Reardon reached for the book again, but not readily. His face showed disappointment. Their evenings together had never been the same since the birth of the child; Willie was always an excuse—valid enough—for Amy's feeling tired. The little boy had come between him and the mother, as must always be the case in poor homes, most of all where the poverty is relative. Reardon could not pass the subject without a remark, but he tried to speak humorously.

'There ought to be a huge public creche in London. It's monstrous that an educated mother should have to be nursemaid.'

'But you know very well I think nothing of that. A creche, indeed! No child of mine should go to any such place.'

There it was. She grudged no trouble on behalf of the child. That was love; whereas—But then maternal love was a mere matter of course.

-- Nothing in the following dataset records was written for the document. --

PR #122, opened 2015-05-05
Add support for dynamic logstash plugins

dpb587:
So, nearly the same as we handle elasticsearch plugins:

```
properties:
  # values are arrays, first being the installed plugin name, second being install source
  logstash_parser.plugins:
    # one of the built-in, official plugins
    - { "logstash-filter-punct" : "logstash-filter-punct" }
    # an internal plugin
    - { "cityindex-logstash-filter-acctlookup" : "https://s3.amazonaws.com/.../cityindex-logstash-filter-acctlookup-1.2.9.gem" }
```

### DIFF
--- a/jobs/log_parser/spec
+++ b/jobs/log_parser/spec
@@ -53,7 +53,7 @@ properties:
     description: "Run a local elasticsearch client node"
     default: true
   logstash_parser.plugins:
-    description: "Plugins to run logstash with (array[] = { plugin-name: install-source }"
+    description: "Plugins to run logstash with (array[] = { plugin-name: install-source }; e.g. [ { logstash-filter-cityindex-acctlookup: 'https://s3.amazonaws.com/.../logstash-filter-cityindex-acctlookup-1.2.9.gem' } ])"
     default: []
 
   elasticsearch.host:
--- a/jobs/log_parser/spec
+++ b/jobs/log_parser/spec
@@ -52,6 +52,9 @@ properties:
   logstash_parser.use_local_elasticsearch:
     description: "Run a local elasticsearch client node"
     default: true
+  logstash_parser.plugins:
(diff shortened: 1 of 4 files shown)


dpb587:
This was deployed to meta+cityindex.

Review, merge, and create release as ready, @mrdavidlaing.

jobs/log_parser/spec
```diff
@@ -52,6 +52,9 @@ properties:
   logstash_parser.use_local_elasticsearch:
     description: "Run a local elasticsearch client node"
     default: true
+  logstash_parser.plugins:
+    description: "Plugins to run logstash with (array[] = { plugin-name: install-source }"
```
mrdavidlaing: @dpb587 - this description `(array[] = { plugin-name: install-source }` confuses me.  Is it possible to give a more verbose description?, eg:

```
  # values are arrays, first being the installed plugin name, second being install source
  logstash_parser.plugins:
    # one of the built-in, official plugins
    - [ "logstash-filter-punct", "logstash-filter-punct" ]
    # an internal plugin
    - [ "cityindex-logstash-filter-acctlookup", "https://s3.amazonaws.com/.../cityindex-logstash-filter-acctlookup-1.2.9.gem" ]
```

dpb587:
@mrdavidlaing, I added an example to the property description (and to elasticsearch where I originally copied it from). In general, I don't feel like the spec property description is a very good place for documentation so I was trying to keep it concise. It also made me realize I implemented the logstash plugins slightly differently, so I switched to key-value (like elasticsearch) so they're the same.

mrdavidlaing:
That's much clearer to me.

One advantage to the `spec.description:` is that it gets exposed on bosh.io

screen shot 2015-05-06 at 19 15 40

mrdavidlaing:
anywho; I'm happy for you to merge when ready

PR #124, opened 2015-05-07
Basic auth

yuanzhao:
add basic auth for kibana, so that we can avoid some one not related from accessing our log data.


dpb587:
Hi - thanks for breaking these changes into a separate PR! I think it's much easier to discuss that way. Looking through the diff and discussing it more, we have some concerns about merging and adding this sort of authentication to the release:
1. Simply adding basic authentication on port 80 does nothing to prevent direct (and much more destructive) access via elasticsearch port 9200. Because of this, we've been relying on cloud-based firewalls to control access. For example, we allow port 80 access on API/kibana to the general network, but only the management network can access port 9200.
2. A single username/password is usually insufficient for most environments - it becomes a simple stopgap to accidental, cross-deployment access, but little more (in my opinion). Particularly when access is already non-destructive and generally read only, as in the case of this api endpoint.
3. You've added a `server` directive, but we already have a `server` directive for that endpoint. Instead of creating duplicate listeners and potentially ambiguous ordering, please put your auth changes in the existing directive.

Conceptually I'm just concerned about us trying to handle authentication - logsearch isn't in a position to do it well because we aren't ever going to be controlling direct access to all endpoints (e.g. elasticsearch:9200) - it's too complex and varied of a solution. Instead, we'd rather take the position of being the lower-level backend and letting organizations create their own, application-specific frontend tools around this backend. As an example, we've also started a [logsearch-for-cloudfoundry](https://github.com/logsearch/logsearch-for-cloudfoundry) which takes this approach since it integrates CloudFoundry's UAA for authentication to restrict access within its own frontend. Logsearch (core/this repo) obviously can't know everything it needs to about CloudFoundry's authentication or logging strategies, but it can still be the foundation for the platform-specific frontends to do their own release to meet the varied requirements.

If you do need more thorough and fine-grained access controls for your deployment, you may be interested in trying elastic's [Shield](https://www.elastic.co/products/shield) product which deals with that. You can install it on your existing logsearch cluster. If you do happen to go that route, we would be interested to hear about your experience with it and/or see PRs for changes it requires to the API proxy for forwarding and handling credentials like that. Our team has not yet experimented with Shield.

A more minor issue with this PR is that your branch was not correctly merged with our upstream repository, so we wouldn't be able to merge it as is. It seems like you somehow re-committed some of our commits rather than typical merge or rebase methods. Next time, please make sure you've used merge/rebase to start a one-commit PR which is easy for us to review and merge (see https://help.github.com/articles/merging-an-upstream-repository-into-your-fork/ or http://blog.differential.com/best-way-to-merge-a-github-pull-request/ for more details).

It's great having these sorts of tangible pull requests to discuss changes on - I appreciate the time you've taken for that! If you have any more thoughts on all this, we'd be more than happy to continue discussing this.

gaos1:
Hi - Thanks for your comments. We will play with logsearch-for-cloudfoundry and Shield, will create new pull request when necessary.

PR #127, opened 2015-05-18
Remote logsearch-latest.yml

shinji62:
Remove symbolic link as now `bosh upload release` will upload the lastest one.
Btw the link was wrong anyway.

### DIFF
--- a/releases/logsearch-latest.yml
+++ b/releases/logsearch-latest.yml
@@ -1,1 +1,0 @@
-logsearch-.yml


dpb587:
Thanks for the PR and pointing this out! We still have some internal docs and tools referencing the file, so for now I've just gone ahead and [fixed it](https://github.com/logsearch/logsearch-boshrelease/commit/86d551856aa5f3d7885b71c0cfd55fb5987cfa6e) rather than dropping it early.

Issue #116, opened 2015-04-13
Should run processes as vcap


dpb587:
I think we should be running the processes as `vcap`. Some of them (namely elasticsearch) are left running as `root` and that's not great.

We might need to allow logstash ingestors to run as root though since some users might want to bind to lower ports and I don't think logstash is able to drop its privileges once running. Or perhaps make it conditional on the ports they're using, or an optional property flag.

PR #133, opened 2015-06-11
Switch elasticsearch and redis to run as vcap

dpb587:
Which avoids running as root. When upgrading through this, operators would need to correct the file permissions of the following:

```
$ chown -R vcap:vcap /var/vcap/store/elasticsearch
$ chown -R vcap:vcap /var/vcap/store/queue
```

Issue #116


mrdavidlaing:
Lets do the `chown` automatically in:
- [jobs/elasticsearch/templates/bin/elasticsearch_ctl](https://github.com/logsearch/logsearch-boshrelease/blob/run-as-vcap/jobs/elasticsearch/templates/bin/elasticsearch_ctl#L23) and
-  [jobs/log_parser/templates/bin/log_parser_ctl](https://github.com/logsearch/logsearch-boshrelease/blob/run-as-vcap/jobs/log_parser/templates/bin/log_parser_ctl) and 
- [jobs/queue/templates/bin/redis_ct](https://github.com/logsearch/logsearch-boshrelease/blob/run-as-vcap/jobs/queue/templates/bin/redis_ctl)

Having to do it manually will be a real pain on larger clusters and something that is almost guaranteed to catch people out when upgrading with rather dramatic consequences!

Issue #65, opened 2014-07-17
Default @type to unknown


dpb587:
Currently, if an `@type` field is not specified, `@type` becomes `%{@type}` with the interpolation failure. I think it'd be much better to use `unknown` instead.

PR #134, opened 2015-06-11
Avoid indices literally named %{@type}

dpb587:
Abnormal URIs are inconvenient, and `unknown` makes more sense than if you happen to forget to tag a message.

Issue #65


mrdavidlaing:
This seems like a much better default for @type.

:+1: for merging.

PR #135, opened 2015-06-11
Support logstash filters on ingestors for naive filtering and throttling

dpb587:
If people really want throttling, they can configure it with the `logstash_ingestor.filters` property which operates identically to the parsers, just on the ingestors. The usage should obviously be kept to a minimum given parsers are the more scalable option. More intended to be a temporary stopgap to something causing the later services to topple.

Issue #4


mrdavidlaing:
:+1 for merging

'As soon as you get two or three hundred pounds for a book,' she added, laughing, 'there'll be no need for me to give so much time.'

'Two or three hundred pounds!' He repeated it with a shake of the head. 'Ah, if that were possible!'

'But that's really a paltry sum. What would fifty novelists you could name say if they were offered three hundred pounds for a book? How much do you suppose even Markland got for his last?'

'Didn't sell it at all, ten to one. Gets a royalty.'

'Which will bring him five or six hundred pounds before the book ceases to be talked of.'

'Never mind. I'm sick of the word "pounds."'

'So am I.'

She sighed, commenting thus on her acquiescence.

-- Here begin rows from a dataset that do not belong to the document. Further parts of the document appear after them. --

PR #136, opened 2015-06-19
use plain text file for logsearch-latest.yml 

gaos1:
With v20, 

```
± |develop ✓| → bosh upload release releases/logsearch-latest.yml

Verifying release...
File exists and readable                                     OK
Extract tarball                                              FAILED
```

It appears that having logsearch-latest.yml as a symlink is the root cause, since 

```
bosh upload release releases/logsearch-20.yml
```

works.

It seems we need to use plain text for logsearch-latest.yml as a symbol link cannot work with bosh. with this change, anyone can always upload release by:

'But look, Amy. If I try to be cheerful in spite of natural dumps, wouldn't it be fair for you to put aside thoughts of money?'

'Yes. Read some Homer, dear. Let us have Odysseus down in Hades, and Ajax stalking past him. Oh, I like that!'

So he read, rather coldly at first, but soon warming. Amy sat with folded arms, a smile on her lips, her brows knitted to the epic humour. In a few minutes it was as if no difficulties threatened their life. Every now and then Reardon looked up from his translating with a delighted laugh, in which Amy joined.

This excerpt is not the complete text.